Sunday, January 3, 2021

THE TWELVE (IF ONLY THERE WERE THAT FEW!) (DAMNED!) EAR WORMS OF CHRISTMAS

 

Every year (and ever earlier it seems) we are treated (there's a misnomer if ever there was one!) to Christmas music and Christmas muzak (there is a difference) for weeks on end. When I was a boy, back when dinosaurs roamed the earth, the songs started on the day after Thanksgiving which we now know as "Black Friday", a term that previously had been reserved for describing the two worst stock market crashes in United States history. Today that Friday post Thanksgiving is defined by lunatic bargain hunters trampling and fighting one another for "hot items" which are laid out in retail stores in a planned, artificial scarcity. And as the consumers commit mayhem on one another lovely music plays about them to put them in the "true Christmas spirit®". Since we are actually still in the Christmas season, the 12 days that begin with Christmas Day, December 25th, and end on the Feast of the Epiphany, January 6th, I want to take up the subject of that music/muzak for a final curmudgeonly shot at the season. 

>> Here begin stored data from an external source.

PR #110, opened 2020-02-06
geocode: extract address from text

joverlee521:
If no address is found from first attempt at geocoding, try to extract address from text using SmartyStreet US Extract API.

Realized we need this feature for the clinical data pull REDCap project, since addresses are in a single text field.

### DIFF
--- a/lib/id3c/cli/command/geocode.py
+++ b/lib/id3c/cli/command/geocode.py
@@ -31,6 +31,7 @@ from cachetools import TTLCache
 from typing import Optional, Tuple, Dict, Any
 from smartystreets_python_sdk import StaticCredentials, ClientBuilder
 from smartystreets_python_sdk.us_street import Lookup
+from smartystreets_python_sdk.us_extract import Lookup as ExtractLookup
 from id3c.cli import cli
 from id3c.cli.command import (
     load_file_as_dataframe
@@ -44,6 +45,7 @@ CACHE_SIZE = float("inf")       # Unlimited
 
 # Shared SmartyStreets client, initialized when first needed.
 STREET_CLIENT = None
+EXTRACT_CLIENT = None
 
 
 @cli.group("geocode", help = __doc__)
@@ -200,10 +202,10 @@ def get_geocoded_addresses(*,
     with pickled_cache(cache_file) as cache:
         address_column_map = {
             'street': street_column,
+            'secondary': secondary_column,
             'city': city_column,
             'state': state_column,
-            'zipcode': zipcode_column,
-            'secondary': secondary_column
+            'zipcode': zipcode_column
         }
 
         addresses_df = load_file_as_dataframe(filename)
@@ -335,6 +337,10 @@ def geocode_address(address: dict) -> dict:
     result = lookup.result
 
     if not result:
+        LOG.info("Previous lookup failed. Looking up address as free text")
+        result = extract_address(address)
+
+    if not result:
         LOG.info(f"Invalid address: no response from SmartyStreets.")
 
     return parse_first_smartystreets_result(result)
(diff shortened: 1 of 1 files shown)


lib/id3c/cli/command/geocode.py
```diff
@@ -304,7 +305,7 @@ def get_response_from_cache_or_geocoding(address: dict,
         response = cache[key]
         LOG.debug('Response found in cache.')
     except KeyError:
-        response = cache[key] = geocode_address(address)
+        response = cache[key] = geocode_address(address) or extract_address(address)
```
tsibley: Extract address also does geocoding, so it's weird to me that it's the fallback to something called `geocode_address`. I think design-wise it'd be nicer to incorporate this fallback into `geocode_address` itself or something?

lib/id3c/cli/command/geocode.py
```diff
@@ -411,6 +412,34 @@ def parse_first_smartystreets_result(result: list) -> dict:
...
+
+    result = client.send(lookup)
+    addresses = result.addresses
+
+    for add in addresses:
+        if len(add.candidates) > 0:
+            result = add.candidates
+            return parse_first_smartystreets_result(result)
+
+    return {}
```
tsibley: The other geocoding function returns `None` when it doesn't succeed instead of an empty dict. Would be nice to be consistent.

lib/id3c/cli/command/geocode.py
```diff
@@ -411,6 +412,34 @@ def parse_first_smartystreets_result(result: list) -> dict:
...
+    Given an *address*, converts it to text and returns a result from
+    the SmartyStreets US Extract API containing information about an address
+    connected to the text.
+
+    Note that this API is not consistent with the US Street API, and the lookup
+    and responses must be handled differently.
+    """
+    LOG.debug("Previous lookup failed. Looking up address as free text.")
+
+    client = smartystreets_client_builder().build_us_extract_api_client()
```
tsibley: For large batches of looksup, it'll be quick if we use a singleton copy of the client instead of building it for each request. This is what `geocode_address()` does, for example. The global `CLIENT` in that function will need to be renamed to be more specific.

lib/id3c/cli/command/geocode.py
```diff
@@ -411,6 +412,34 @@ def parse_first_smartystreets_result(result: list) -> dict:
...
+def extract_address(address: dict) -> dict:
+    """
+    Given an *address*, converts it to text and returns a result from
+    the SmartyStreets US Extract API containing information about an address
+    connected to the text.
+
+    Note that this API is not consistent with the US Street API, and the lookup
+    and responses must be handled differently.
+    """
+    LOG.debug("Previous lookup failed. Looking up address as free text.")
```
tsibley: It's cleaner to write functions that don't care about where they're called from or why, so logging like this is generally better suited at the callsite instead of inside the called function.

lib/id3c/cli/command/geocode.py
```diff
@@ -411,6 +412,34 @@ def parse_first_smartystreets_result(result: list) -> dict:
...
+
+    client = smartystreets_client_builder().build_us_extract_api_client()
+    address_text = ', '.join([str(val) for val in list(address.values()) if val])
```
tsibley: This implicitly relies on the insertion order of keys in the address dictionary. That's ok, I think, since the CPython implementation did this since 3.6 (which we're using) and the Python language spec guarantees it since 3.7.

However, the insertion order comes from `address_column_map`, which puts `secondary` as the last key. We probably don't use this key, but if we did, I believe for address extraction to work it would have to come after `street`:

https://github.com/seattleflu/id3c/blob/36de719553321eb9be89a4745d3ed31eab7e9525/lib/id3c/cli/command/geocode.py#L202-L208

lib/id3c/cli/command/geocode.py
joverlee521: Yup! Done in rework

lib/id3c/cli/command/geocode.py
joverlee521: Ah, yeah. I made sure they were in the right order within redcap-det etls but forgot to check within the geocode command itself 🤦‍♀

The following are a more than Baker's dozen songs that are those of which I've heard far more than enough for any lifetime. For a more comprehensive and, as if that were possible, more curmudgeonly view of Christmas music/muzak I suggest that you run through Washington Post columnist, Alexandra Petri's dish on the songs. Here beginneth my list from moderately offensive to AaaaRRRRRGGGG!...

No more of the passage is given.